▶ **TASK TO CARRY OUT**:
The answer must consist of every line from the entries below that contains the word "cart".

▶ **INPUT DATA**:
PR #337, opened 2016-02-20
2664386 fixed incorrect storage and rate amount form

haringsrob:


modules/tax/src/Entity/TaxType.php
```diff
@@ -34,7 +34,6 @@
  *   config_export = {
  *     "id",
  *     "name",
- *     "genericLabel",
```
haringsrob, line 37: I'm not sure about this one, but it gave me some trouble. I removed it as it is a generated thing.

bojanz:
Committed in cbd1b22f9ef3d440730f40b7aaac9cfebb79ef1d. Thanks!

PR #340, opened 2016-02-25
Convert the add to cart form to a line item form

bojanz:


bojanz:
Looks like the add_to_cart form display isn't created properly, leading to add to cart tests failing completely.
...
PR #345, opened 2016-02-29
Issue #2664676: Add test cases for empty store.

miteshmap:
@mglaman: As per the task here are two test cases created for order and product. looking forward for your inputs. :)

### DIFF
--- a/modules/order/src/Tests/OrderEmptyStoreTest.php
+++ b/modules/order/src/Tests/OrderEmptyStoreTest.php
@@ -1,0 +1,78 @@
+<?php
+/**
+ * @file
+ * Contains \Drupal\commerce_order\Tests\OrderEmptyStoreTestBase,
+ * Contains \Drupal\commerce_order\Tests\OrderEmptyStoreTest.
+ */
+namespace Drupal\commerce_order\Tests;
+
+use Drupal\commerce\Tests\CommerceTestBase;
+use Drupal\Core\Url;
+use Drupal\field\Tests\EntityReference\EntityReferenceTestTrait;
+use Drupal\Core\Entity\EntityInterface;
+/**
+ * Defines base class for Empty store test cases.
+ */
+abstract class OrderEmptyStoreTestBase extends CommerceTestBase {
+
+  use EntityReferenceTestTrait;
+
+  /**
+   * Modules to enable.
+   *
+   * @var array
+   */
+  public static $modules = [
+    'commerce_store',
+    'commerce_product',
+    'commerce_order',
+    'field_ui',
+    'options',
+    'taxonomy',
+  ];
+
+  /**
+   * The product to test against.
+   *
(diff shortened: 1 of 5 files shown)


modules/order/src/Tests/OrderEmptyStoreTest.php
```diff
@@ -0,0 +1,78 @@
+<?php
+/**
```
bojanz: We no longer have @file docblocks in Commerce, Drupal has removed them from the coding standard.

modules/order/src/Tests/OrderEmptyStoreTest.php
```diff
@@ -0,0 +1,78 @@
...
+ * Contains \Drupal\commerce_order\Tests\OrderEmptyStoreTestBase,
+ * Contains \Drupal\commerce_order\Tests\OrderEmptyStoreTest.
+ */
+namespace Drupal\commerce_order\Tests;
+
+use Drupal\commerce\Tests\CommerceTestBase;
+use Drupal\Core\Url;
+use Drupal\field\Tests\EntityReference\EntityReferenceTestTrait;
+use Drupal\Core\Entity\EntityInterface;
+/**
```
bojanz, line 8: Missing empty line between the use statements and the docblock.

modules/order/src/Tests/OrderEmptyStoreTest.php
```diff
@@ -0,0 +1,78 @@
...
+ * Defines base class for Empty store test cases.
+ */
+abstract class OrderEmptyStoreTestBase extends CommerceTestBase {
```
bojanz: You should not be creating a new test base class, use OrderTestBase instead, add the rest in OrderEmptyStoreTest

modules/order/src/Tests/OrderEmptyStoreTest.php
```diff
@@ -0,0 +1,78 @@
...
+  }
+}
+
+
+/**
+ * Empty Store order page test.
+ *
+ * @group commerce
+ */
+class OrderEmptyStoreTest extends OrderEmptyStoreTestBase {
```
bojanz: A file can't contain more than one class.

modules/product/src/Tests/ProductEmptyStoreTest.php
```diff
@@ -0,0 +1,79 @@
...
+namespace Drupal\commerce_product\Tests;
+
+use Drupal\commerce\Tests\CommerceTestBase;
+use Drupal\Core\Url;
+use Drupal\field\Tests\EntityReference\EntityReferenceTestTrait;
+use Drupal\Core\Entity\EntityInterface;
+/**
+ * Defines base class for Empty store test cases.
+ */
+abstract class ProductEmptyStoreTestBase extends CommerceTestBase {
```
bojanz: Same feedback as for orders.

▶ **OUTPUT OF THE EXERCISE**:
Convert the add to cart form to a line item form
Looks like the add_to_cart form display isn't created properly, leading to add to cart tests failing completely.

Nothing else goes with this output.